Given that the documents will change, I'll tag the files with version numbers and keep an archive of previous revisions.

Advanced Logic: These notes provide a thorough but swift treatment of Gödel's completeness and incompleteness theorems. Along the way, we also cover some elementary model theory, set theory and recursion theory.

Set Theory: some basics and a glimpse of advanced techniques: These notes are divided into two sections. The first section gives a quick introduction to some of the basic tools of set theory including: the axioms of ZFC; representation of structures and models; transfinite induction and recursion; and Cantor's theorem and CH. The second section provides an overview of some fundamental tools in advanced set theory: constructibility; forcing; and large cardinals.

Truth & Paradox: These notes are about the liar paradox and formal ways of addressing it. We begin with discussion of why the paradox is important and provide a standard formal analysis of it. We then provide detailed descriptions of Tarski and Kripke's solutions to the paradox. [These notes are not yet complete. A more sensitive discussion of coding is required and some proofs at the end of the document need to be filled in.]
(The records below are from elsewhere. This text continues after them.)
PR #1059, opened 2026-06-02
feat(ci): use OIDC role for maven publish DEVOPS-1455

ShahzebMahmood:
## Summary
- Swaps the maven publish in `build.yml`'s Release step from static `TOWER_CI_AWS_*` keys to OIDC role assumption.
- Assumes `arn:aws:iam::195996028523:role/WaveMavenPublisherRole` (created in seqeralabs/infrastructure#1549, already applied). Role is scoped tightly to `s3://maven.seqera.io/releases/*` and trusts only `seqeralabs/wave:ref:refs/heads/master`.
- Drops the `unset AWS_SESSION_TOKEN` hack (no longer needed — session token is now intentional and matches the role's region).
- Removes `AWS_ACCESS_KEY_ID` / `AWS_SECRET_ACCESS_KEY` env vars from the Release step.

The `TOWER_CI_AWS_*` GHA secrets stay in place for now — they're still used by the Tests step (`make check`) and the legacy ECR docker login. Those are separate consumers and out of scope.

DEVOPS-1455

### DIFF
--- a/.github/workflows/build.yml
+++ b/.github/workflows/build.yml
@@ -121,16 +121,20 @@ jobs:
         if: "steps.detect-release.outputs.is_release == 'true'"
         uses: aws-actions/amazon-ecr-login@fa648b43de3d4d023bcb3f89ed6940096949c419 # ratchet:aws-actions/amazon-ecr-login@v2.1.5
 
+      - name: Configure AWS credentials for maven publish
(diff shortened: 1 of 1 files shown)


ShahzebMahmood:
@claude

bebosudo (approved):

PR #1063, opened 2026-06-25
Use conda-lock to generate environment.lock (closes #975)

### LINKED ISSUE #975: Add conda-lock library to generate full conda-lock files for default template
related to #973 and #971, we at nf-core have `environment.yml`s with pip dependencies, e.g. [environment.yml](https://github.com/mashehu/drugresponseeval/blob/a09ea0c1ee03728b61293b2e73ddf7ad3db28ca4/modules/local/collect_results/environment.yml) and currently the micromamba templates don't include non-conda dependencies, see https://github.com/mamba-org/mamba/pull/3623.

Would it be possible to export the lock file with `conda-lock lock -f /tmp/environment.yml` instead of the current `micromamba env export --name base --explicit`?

munishchouhan:
## Summary
- Switch the conda-file build templates (v1 and v2, dockerfile and singularity) from `micromamba env export --name base --explicit` to `conda-lock` for generating `environment.lock`.
- `micromamba env export --explicit` silently omits any `pip:` entries from `environment.yml`, leaving users with mixed conda+pip environments holding an incomplete lock file. `conda-lock` understands `pip` sections and includes them in the lockfile.
- The actual `micromamba install` step that materializes the base env is left untouched, so image contents are produced exactly as before — conda-lock is used only to render the lockfile (so this is a minimal-risk change to image behavior).

## What changed
- `src/main/resources/templates/conda-micromamba-v1/dockerfile-conda-file.txt`
- `src/main/resources/templates/conda-micromamba-v1/singularityfile-conda-file.txt`
- `src/main/resources/templates/conda-micromamba-v2/dockerfile-conda-file.txt`
- `src/main/resources/templates/conda-micromamba-v2/singularityfile-conda-file.txt`
- Test fixtures in `TemplateUtilsTest` and `ContainerHelperTest` updated for the new template output.

The `conda-packages` variants (inline package lists / lock-URL flow) are not changed: they don't accept a conda.yml and inline CLI args can't carry `pip:` deps, so conda-lock offers no benefit there.

## Test plan
- [x] `TemplateUtilsTest` passes (34 tests)
- [x] `ContainerHelperTest` passes (107 tests)
- [ ] Verify a real build with a mixed conda+pip `environment.yml` produces a lockfile containing the pip packages
- [ ] Confirm `CONDA_LOCK_START` / `CONDA_LOCK_END` extraction in `BuildLogServiceImpl` still works with the conda-lock unified lockfile format

Closes #975

### DIFF
--- a/src/main/resources/templates/conda-micromamba-v1/dockerfile-conda-file.txt
+++ b/src/main/resources/templates/conda-micromamba-v1/dockerfile-conda-file.txt
@@ -3,7 +3,7 @@ COPY --chown=$MAMBA_USER:$MAMBA_USER conda.yml /tmp/conda.yml
 RUN micromamba install -y -n base -f /tmp/conda.yml \
     {{base_packages}}
     && micromamba install -y -n base conda-forge::conda-lock \
-    && conda-lock --file /tmp/conda.yml --platform linux-64 --lockfile environment.lock \
+    && micromamba run -n base conda-lock --file /tmp/conda.yml --platform linux-64 --lockfile environment.lock \
     && echo ">> CONDA_LOCK_START" \
     && cat environment.lock \
     && echo "<< CONDA_LOCK_END" \
--- a/src/main/resources/templates/conda-micromamba-v1/dockerfile-conda-file.txt
+++ b/src/main/resources/templates/conda-micromamba-v1/dockerfile-conda-file.txt
@@ -2,7 +2,8 @@ FROM {{base_image}}
 COPY --chown=$MAMBA_USER:$MAMBA_USER conda.yml /tmp/conda.yml
 RUN micromamba install -y -n base -f /tmp/conda.yml \
     {{base_packages}}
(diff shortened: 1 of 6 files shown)


cristianrcv (approved):

pditommaso (changes requested):
This may go into into a new template version

pditommaso:
Related https://github.com/seqeralabs/wave/pull/1064

munishchouhan:
> This may go into into a new template version

ok sure i will create v3

pditommaso:
Let's discuss first what's the best approach for this

munishchouhan:
> Let's discuss first what's the best approach for this

I think we have three options:
1. Changing the current templates - This will affect the current user experience
2. Creating new template version like V3- In this case maintainace will increase because if there is any change in v2 we have to do the same change in v3
3. Add new place holder {{lockfile_command}}- we will make the current conda lock export command as default

PR #1070, opened 2026-07-03
fix: make `which` available for R (bioconda) post-links in conda v2 builds

pditommaso:
## Problem

Conda containers with R/bioconductor packages (e.g. the nf-core rnaseq `TXIMETA_TXIMPORT` step, which installs `bioconductor-tximeta`) build successfully but fail at **runtime**:

```
Loading required package: GenomeInfoDb
Error: package or namespace load failed for 'GenomeInfoDb':
  there is no package called 'GenomeInfoDbData'
```

## Root cause

Bioconductor **data packages** (`GenomeInfoDbData`, etc.) don't ship their payload in the conda package — a conda **post-link** script (`post-link.sh` → `installBiocDataPackage.sh`) downloads it and runs `R CMD INSTALL` at install time.

That `R CMD INSTALL` starts an R session, and bioconda `r-base` shells out to **`/usr/bin/which`** (absolute path) during `utils` `.onLoad` — it ignores `$PATH` and `$R_WHICH`. The v2 build image `mambaorg/micromamba:2-amazon2023` has **no `/usr/bin/which`**, so R can't start, the post-link fails, and the data package is never installed. The post-link failure is **non-fatal** to `micromamba install`, so the build "succeeds" and produces a broken image.

This is why simply installing `conda-forge::which` into `/opt/conda/bin` was **not** enough — R only looks at `/usr/bin/which`.

## Fix

In the conda **micromamba-v2** build stage (as root), symlink the conda `which` to `/usr/bin/which` **before** the user's packages are installed, so bioconda post-link scripts can run R:

```dockerfile
FROM {{mamba_image}} AS build
USER root
...
RUN micromamba install -y -n base conda-forge::which \
    && ln -sf "$MAMBA_ROOT_PREFIX/bin/which" /usr/bin/which \
    && (micromamba install -y -n base -f /tmp/conda.yml ...) ...
```

Applied to all four `conda-micromamba-v2` templates (dockerfile + singularityfile, conda-file + conda-packages). The pixi templates also get `which` as a base package for consistency, though their `*-noble` build image already provides a system `which`. The legacy micromamba **v1** template is unaffected (its Debian-based image ships `which`).

## Verification

Reproduced and fixed locally with real Docker builds on `amazon2023`:
- Before: `R CMD INSTALL` post-link fails (`.onLoad failed ... error in running command`), `GenomeInfoDbData` absent, runtime load fails.
- After: post-link succeeds; final image runs `library(SummarizedExperiment); library(tximport)` → OK.

Unit tests updated: `TemplateUtilsTest`, `ContainerHelperTest` (+ `CondaHelperTest`/`PixiHelperTest` contains-checks) pass.

Refs: https://community.seqera.io/t/which-is-missing-in-recent-seqera-containers/2718

### DIFF
--- a/src/main/resources/templates/conda-micromamba-v2/dockerfile-conda-file.txt
+++ b/src/main/resources/templates/conda-micromamba-v2/dockerfile-conda-file.txt
@@ -1,6 +1,10 @@
 FROM {{mamba_image}} AS build
+USER root
 COPY --chown=$MAMBA_USER:$MAMBA_USER conda.yml /tmp/conda.yml
-RUN (micromamba install -y -n base -f /tmp/conda.yml > /tmp/mamba.log 2>&1 \
+# expose `which` at /usr/bin/which for R (bioconda) post-link scripts; the amazon2023 base image lacks it
+RUN micromamba install -y -n base conda-forge::which \
+    && ln -sf "$MAMBA_ROOT_PREFIX/bin/which" /usr/bin/which \
+    && (micromamba install -y -n base -f /tmp/conda.yml > /tmp/mamba.log 2>&1 \
     && cat /tmp/mamba.log \
     || (cat /tmp/mamba.log >&2 && grep -q __cuda /tmp/mamba.log \
         && CONDA_OVERRIDE_CUDA="99" micromamba install -y -n base -f /tmp/conda.yml)) \
--- a/src/main/resources/templates/conda-micromamba-v2/dockerfile-conda-packages.txt
+++ b/src/main/resources/templates/conda-micromamba-v2/dockerfile-conda-packages.txt
@@ -1,6 +1,10 @@
 FROM {{mamba_image}} AS build
+USER root
+# expose `which` at /usr/bin/which for R (bioconda) post-link scripts; the amazon2023 base image lacks it
 RUN \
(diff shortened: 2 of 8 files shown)


src/main/groovy/io/seqera/wave/util/CondaHelper.groovy
```diff
@@ -121,6 +125,23 @@ class CondaHelper {
...
+     * Ensure the {@code which} command is part of the base packages. The v2 and pixi
+     * templates build on minimal base images (e.g. {@code ubuntu:24.04}) that do not
+     * provide {@code which}, which Nextflow task wrappers require. Installing it as a
+     * conda package guarantees it is present regardless of the base image, whereas the
+     * server-side default packages are bypassed when the client supplies its own.
+     *
+     * @param basePackages The current base packages (may be null/empty)
+     * @return The base packages including {@code conda-forge::which}
+     */
+    static String withWhichPackage(String basePackages) {
```
munishchouhan: Should we check all required packages instead of just `which`?

pditommaso: Apparently is `which` the missing one

munishchouhan: But I think having a method just to check a specific package will lead to redundancy if we add more required packages

munishchouhan (approved):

A Philosopher's Guide to Forcing (slides): Cohen demonstrated the independence of CH from ZFC by providing a model in which it is false. The construction of the model involves the adjunction of a new, generic object via the technique of forcing. Forcing revolutionised research in set theory but despite this, there remains a certain enigma to the technique: it is difficult to explain why it works. These slides aim to provide a philosophically satisfying explanation of why forcing works and in so doing some analysis of what a generic set is. We simplify the presentation by working with second order arithmetic rather than set theory.